(Saved data entries)
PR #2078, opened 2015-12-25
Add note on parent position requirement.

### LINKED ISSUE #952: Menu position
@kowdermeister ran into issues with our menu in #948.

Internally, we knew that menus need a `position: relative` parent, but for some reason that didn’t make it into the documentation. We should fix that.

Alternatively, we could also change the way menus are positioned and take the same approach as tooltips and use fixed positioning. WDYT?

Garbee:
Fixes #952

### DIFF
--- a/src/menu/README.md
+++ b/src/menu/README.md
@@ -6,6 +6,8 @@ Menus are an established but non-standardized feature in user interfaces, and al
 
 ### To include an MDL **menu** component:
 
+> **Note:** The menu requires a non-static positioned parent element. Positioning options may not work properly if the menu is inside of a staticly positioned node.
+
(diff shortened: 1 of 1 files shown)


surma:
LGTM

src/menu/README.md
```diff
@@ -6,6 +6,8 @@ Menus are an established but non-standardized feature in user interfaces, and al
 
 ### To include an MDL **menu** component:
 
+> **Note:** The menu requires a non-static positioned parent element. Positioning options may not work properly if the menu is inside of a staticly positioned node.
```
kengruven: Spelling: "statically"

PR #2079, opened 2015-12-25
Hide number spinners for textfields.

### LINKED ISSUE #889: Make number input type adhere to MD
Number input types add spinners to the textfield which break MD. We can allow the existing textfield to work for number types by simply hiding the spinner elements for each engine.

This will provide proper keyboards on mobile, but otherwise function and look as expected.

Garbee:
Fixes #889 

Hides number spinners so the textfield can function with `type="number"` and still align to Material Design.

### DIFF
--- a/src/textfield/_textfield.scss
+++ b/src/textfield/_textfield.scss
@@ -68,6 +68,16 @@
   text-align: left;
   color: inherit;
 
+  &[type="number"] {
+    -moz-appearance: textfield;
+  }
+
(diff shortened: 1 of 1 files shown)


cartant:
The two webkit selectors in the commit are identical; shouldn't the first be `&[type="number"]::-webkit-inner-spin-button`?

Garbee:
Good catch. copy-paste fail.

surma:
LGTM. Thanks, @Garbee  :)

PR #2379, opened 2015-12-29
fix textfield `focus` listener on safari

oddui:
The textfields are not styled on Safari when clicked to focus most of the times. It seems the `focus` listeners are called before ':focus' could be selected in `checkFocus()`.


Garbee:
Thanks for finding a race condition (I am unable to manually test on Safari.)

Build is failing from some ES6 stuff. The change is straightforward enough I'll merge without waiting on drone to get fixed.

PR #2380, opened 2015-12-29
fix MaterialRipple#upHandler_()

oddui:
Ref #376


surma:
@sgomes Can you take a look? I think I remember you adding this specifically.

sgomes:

Work to complete.
Tell how many lines above hold "fixed", nothing more.

Response to the exercise.
2